The analysis of uterine motility was performed in two stages. First, the intrauterine fluid-wall interface (FWI) was detected from each TVUS image by an edge-detecting technique (Figure 1bGo). Then, the dynamics of uterine motility (i.e. frequency and amplitude of the intrauterine FWI) were analysed from the variation of the geometry of the intrauterine FWI with time, as observed in consecutive images (Eytan et al., 1999Go,2001Go).

Data analysis
The boundaries of the intrauterine cavity in the sagittal cross-section were analysed by a custom-designed edge-detecting image processing technique (Eytan et al., 1999Go,2001Go). The analysis was performed only in the region containing the uterine cavity, where the borders of the uterine cavity were detected in each image (Figure 1bGo). The borders of the uterine cavity appeared as a narrow channel which changed over time due to myometrial motility. In order to analyse the characteristics of uterine peristalsis, we processed the geometry of the uterine cavity from all the images to evaluate the time variation of the width of the uterine cavity at fixed distances from the fundus.

The dynamic parameters of uterine activity were analysed from the time variations of the width (Figure 2Go).

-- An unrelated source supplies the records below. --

PR #1535, opened 2026-08-17
feat(agnocastlib): add client GID to service request metadata

bdm-k:
## Description

This PR adds the `client_gid` field to the service request's correlation metadata, allowing the server to uniquely identify the calling client. This is required to implement the service introspection support on the server side; service event message types have the `client_gid` field and the server must populate it with the calling client's GID.

> [!note]
> Actually, the server-side `client_gid` field had not been the GID of the calling client. It had depended on the RMW implementations before the issue ros2/rmw#357 was submitted. According to the issue timeline, efforts have been made to standardize the `client_gid` field across RMW implementations so that it reliably represents the calling client's identity. **Apparently**, the current status is that rmw_connextdds (in fact correct from the beginning) and the latest version of rmw_fastrtps follow the requested semantics, while rmw_cyclonedds still requires a corresponding fix. I think Agnocast should also follow the semantics, so I decided to add the `client_gid` field to the service request's correlation metadata.

### Client GID

The client's GID is derived directly from its underlying distinct publisher. My reasoning here is that, because this internal publisher is not observable to users, it is safe to reuse its GID to represent the client's identity. But maybe that's not the case.

## How was this PR tested?

- [ ] Autoware
- [x] sample application

## Notes for reviewers

Do you think it is safe to use the underlying publisher's GID as-is to present the client's identity?

## Post-merge checklist

### DIFF
--- a/src/agnocastlib/include/agnocast/internal/service_wire_type.hpp
+++ b/src/agnocastlib/include/agnocast/internal/service_wire_type.hpp
@@ -1,16 +1,19 @@
 // On-the-wire layout of Agnocast service request/response messages.
 //
-// ┌───────────┬────────────────────────┐
-// │           │  correlation metadata  │
-// │  payload  ├─────────┬──────────────┤
-// │           │  seqno  │  node_name   │
-// └───────────┼─────────┴──────────────┘
+// ┌───────────┬────────────────────────────────────┐
+// │           │        correlation metadata        │
+// │  payload  ├─────────┬──────────────┬───────────┤
+// │           │  seqno  │  client_gid  │ node_name │
+// └───────────┼─────────┴──────────────┴───────────┘
 //             └ 16-byte aligned
 //
 // payload: request/response payload (ServiceT::Request or ServiceT::Response).
 //
 // seqno: A sequence number to identify each service call (int64_t). To avoid nastiness that may be
 // caused by compiler-inserted padding, this field is conservatively aligned to 16 bytes.
+//
+// client_gid: The client GID (uint8_t array of length RMW_GID_STORAGE_SIZE). This field only exists
+// in the request.
 //
 // node_name: The node name of the caller (std::string). This field only exists in the request.
 
@@ -44,6 +47,7 @@ template <typename ServiceT>
 struct ServiceRequestWrapper : public ServiceT::Request
 {
   alignas(16) int64_t seqno;
+  uint8_t client_gid[RMW_GID_STORAGE_SIZE];
   std::string node_name;
 };
 
@@ -58,6 +62,7 @@ class GenericRequestWrapper
   struct Meta
   {
     alignas(16) int64_t seqno;
+    uint8_t client_gid[RMW_GID_STORAGE_SIZE];
     std::string node_name;
   };
 
@@ -87,6 +92,7 @@ public:
   }
 
   int64_t & seqno() { return meta_ptr_->seqno; }
+  auto client_gid() -> uint8_t (&)[RMW_GID_STORAGE_SIZE] { return meta_ptr_->client_gid; }
   std::string & node_name() { return meta_ptr_->node_name; }
 
   ipc_shared_ptr<void> && take_request() && { return std::move(request_); }
@@ -94,8 +100,8 @@ public:
   /// @brief Allocate a wire-format request buffer in shared memory.
   ///
   /// The payload buffer is initialized via the introspection init function with
-  /// MessageInitialization::SKIP. The seqno number is uninitialized (garbage), and the node_name
-  /// string is default-constructed via placement new.
+  /// MessageInitialization::SKIP. The seqno number and client_gid are uninitialized (garbage),
+  /// and the node_name string is default-constructed via placement new.
   ///
   /// @param request_members The introspection message members for the request type.
   /// @param borrow_loaned_message A callable that allocates a buffer of the given size in shared
--- a/src/agnocastlib/include/agnocast/internal/service_wire_type.hpp
+++ b/src/agnocastlib/include/agnocast/internal/service_wire_type.hpp
@@ -60,51 +60,52 @@ struct DummyService
 namespace agnocast
 {
 
-template <typename ServiceT>
-struct ServiceRequestWrapper : public ServiceT::Request
+struct RequestMeta
 {
   alignas(16) int64_t seqno;
   uint8_t client_gid[RMW_GID_STORAGE_SIZE];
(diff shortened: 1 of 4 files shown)


Koichi98:
Unrelated to this PR: are services assumed to be 1 client per node? The response topic is keyed on the node name (`agnocast_utils.cpp:116-120`) and the client matches by `seqno` alone (`agnocast_client.hpp:191`), which restarts at 0 per client — so two clients for the same service on one node would collide. Am I right?

src/agnocastlib/include/agnocast/internal/service_wire_type.hpp
```diff
@@ -44,6 +47,7 @@ template <typename ServiceT>
 struct ServiceRequestWrapper : public ServiceT::Request
 {
   alignas(16) int64_t seqno;
+  uint8_t client_gid[RMW_GID_STORAGE_SIZE];
```
Koichi98, line 66: This file now uses `RMW_GID_STORAGE_SIZE`, but only gets it transitively via `agnocast_smart_pointer.hpp` → `agnocast_utils.hpp` → `rclcpp/rclcpp.hpp`. Could you add `#include <rmw/types.h>`?

src/agnocastlib/include/agnocast/internal/service_wire_type.hpp
```diff
@@ -58,6 +62,7 @@ class GenericRequestWrapper
   struct Meta
   {
     alignas(16) int64_t seqno;
+    uint8_t client_gid[RMW_GID_STORAGE_SIZE];
```
Koichi98: `ServiceRequestWrapper` and `GenericRequestWrapper::Meta` have to stay byte-identical, but the new field is duplicated by hand. Could we add a `static_assert` on a sample srv type so a one-sided edit fails at compile time?

bdm-k:
> are services assumed to be 1 client per node?

Yes, we are making that assumption. The reasoning is that if a client for a particular service already exists within the node, we can simply use it instead of creating a second one.

Koichi98:
> The reasoning is that if a client for a particular service already exists within the node, we can simply use it instead of creating a second one.

Okay. But is the constraint actually needed? It seems like rclcpp allows N clients per node, and aligning with it would mostly mean keying the response topic on the client instead of the node. If we do keep it, could we at least make it fail loudly rather than silently resolving the wrong future?

src/agnocastlib/include/agnocast/internal/service_wire_type.hpp
bdm-k: fixed

src/agnocastlib/include/agnocast/internal/service_wire_type.hpp
bdm-k: fixed

bdm-k:
I think you're absolutely right. It looks like we can use the `pub_id` of the underlying publisher as the key instead of the node name. I'll note this enhancement as an issue and will give it a try when I'm available.

bdm-k:
Or should I work on it now so that we don't need to have `client_gid` in the service request?

Koichi98:
> Or should I work on it now so that we don't need to have client_gid in the service request?

I don't think it would remove the need for it — the server still has to read the client identity out of the request, whether the key is the GID itself or the `pub_id` embedded in it at `[12..15]`. So I'd merge this one first.

src/agnocastlib/include/agnocast/internal/service_wire_type.hpp
Koichi98: Thanks. One follow-up: the assert only compares sizes, so a one-sided reordering still passes — e.g. swapping `client_gid` and `node_name` keeps `sizeof` at 64 while moving `client_gid` from offset 8 to 40. Could we define the metadata once and inherit it from both wrappers instead?

bdm-k: defined `RequestMeta` and `ResponseMeta` at the top level and made the template wrappers inherit them as well as `ServiceT::Request`/`ServiceT::Response`.

[adb9ad1](https://github.com/autowarefoundation/agnocast/pull/1535/commits/adb9ad163e538418d7889ff5ed2542ac482c5783)

Koichi98: Thanks. `GenericResponseWrapper` still refers to `RequestMeta` rather than `ResponseMeta` — is that intended?

src/agnocastlib/include/agnocast/internal/service_wire_type.hpp
```diff
@@ -35,48 +40,72 @@ constexpr size_t offsetof_meta(size_t base_size)
...
 
-template <typename ServiceT>
-struct ServiceResponseWrapper : public ServiceT::Response
+struct ResponseMeta
 {
   alignas(16) int64_t seqno;
 };
 
+template <typename ServiceT>
+struct ServiceRequestWrapper : public ServiceT::Request, public RequestMeta
```
Koichi98, line 79: Sorry, the inheritance I suggested has a side effect: a payload field with the same name as a metadata field is now ambiguous instead of hidden. `composition_interfaces/srv/LoadNode` has `node_name` in its Request and no longer compiles. `seqno`, `node_name`, `client_gid` are all exposed. Qualifying (`request->RequestMeta::node_name`) may fix it.

bdm-k: Ah, yes. I didn't notice.

bdm-k: fixed

Koichi98: Thanks. `agnocast_service.hpp` looks unqualified still.

bdm-k: sorry, I forgot to include the file for the commit. It should be fixed now.

src/agnocastlib/include/agnocast/internal/service_wire_type.hpp
bdm-k: fixed in [5b01ba5](https://github.com/autowarefoundation/agnocast/pull/1535/commits/5b01ba5bb6d5f0b8821ace6561ad1c688261ca5c)

Koichi98 (dismissed):

Koichi98 (approved):

PR #1537, opened 2026-08-17
fix(agnocastlib): support building with TRACETOOLS_DISABLED

kobayu858:
## Description
Fix `agnocastlib` so that it builds with `TRACETOOLS_DISABLED`. `tracetools::get_symbol` is only declared when tracing is compiled in ([humble](https://github.com/ros2/ros2_tracing/blob/humble/tracetools/include/tracetools/utils.hpp#L26), [jazzy](https://github.com/ros2/ros2_tracing/blob/jazzy/tracetools/include/tracetools/utils.hpp#L23)), so calling it without a guard broke the build on both distributions:

```
error: 'tracetools' has not been declared
```

The four `tracetools::get_symbol` call sites therefore now go through a new `agnocast::get_callback_symbol` wrapper. Once tracing is compiled out, variables that exist only to be passed to tracepoints become unused, so they are marked `[[maybe_unused]]`.

While doing this, an ownership difference between the distributions came to light:

| | return type | ownership |
|---|---|---|
| Humble | [`const char *`](https://github.com/ros2/ros2_tracing/blob/humble/tracetools/include/tracetools/utils.hpp#L57) | must not be freed |
| Jazzy | [`char *`](https://github.com/ros2/ros2_tracing/blob/jazzy/tracetools/include/tracetools/utils.hpp#L56) | caller must `free()` it, and it may be nullptr |

The wrapper handles this as well. Agnocast never freed the string, so it leaked on every subscription and timer creation on Jazzy (rclcpp [frees it explicitly](https://github.com/ros2/rclcpp/blob/jazzy/rclcpp/include/rclcpp/timer.hpp#L254-L259)). Returning `std::string` fixes that and guarantees a non-null argument for `ctf_string()`.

The geometry of the passive intrauterine cavity (i.e. absence of contractions) in the sagittal cross-section was computed by an arithmetic average of the time variations of the width of the uterine cavity at each fixed distance from the fundus. The amplitude was defined by the difference between the peaks and the passive width. The frequency of uterine wall motility at fixed distances from the fundus was derived by means of a fast Fourier transform.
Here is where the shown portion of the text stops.